Analysing data collected across a range of sites, in different fields, with different weather conditions, and different management practices, can offer useful insight into which factors are most influential in determining the impact of treatment [28].
The data in this study were collected from 24 field experiments conducted in Hejian city (38°41’ N 116°09´ E and elevation 11 m), Hebei Province, China from 2010 to 2017 (except 2015). The monthly average precipitation, air temperature, and sunshine duration during the growing seasons (from May to September) are presented in Table 1. The relevant information (year, cultivar, plant density, MC application, fertilizers and irrigation) on each experiment is shown in Table 2.

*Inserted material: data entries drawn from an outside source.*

PR #4618, opened 2021-07-02
Delete S3693 (deprecated)

costin-zaharia-sonarsource:


analyzers/tests/SonarAnalyzer.UnitTest/PackagingTests/CsRuleTypeMapping.cs
```diff
@@ -3690,7 +3690,7 @@ internal static class CsRuleTypeMapping
             //["3690"],
```
csaba-sagi-sonarsource, line 3690: This same change in VbRuleTypeMapping is missing.

csaba-sagi-sonarsource (changes requested):
One more change needed.

analyzers/tests/SonarAnalyzer.UnitTest/PackagingTests/CsRuleTypeMapping.cs
costin-zaharia-sonarsource: Nice catch! Thanks!

csaba-sagi-sonarsource (approved):
LGTM!

PR #4621, opened 2021-07-02
AZP: Rename pipelines-yaml-templates from commonTemplates to pipelines-yaml-templates

pavel-mikula-sonarsource:
This confuses me every time I read the YML file.


costin-zaharia-sonarsource (approved):
LGTM!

Topping (removing the shoot apex and the uppermost young leaf) is a routine practice for cotton production in China. The topping date is generally in late July (about one week after the peak bloom stage). Chemical control of insects and weeds was conducted according to the local agronomic practices.
Five to ten randomly selected plants per plot were tagged at harvest for measuring plant height and length of mainstem internodes and fruiting branches using steel tape. Plant height was measured from the cotyledonary node to the shoot apex in all 24 experiments. The length of fruiting branches was measured in 15 experiments, and length of mainstem internodes was measured in 9 experiments (Table 2). Plants from the inner rows of each plot were hand-picked twice in early October and at the end of October or early November, to determine seed cotton yield.
Statistical Analysis
According to the amount of data available from 24 field experiments (Table 2), some important factors such as weather (mainly rainfall during growing season), cultivar, plant density and MC application were selected to do relevant analysis in this study.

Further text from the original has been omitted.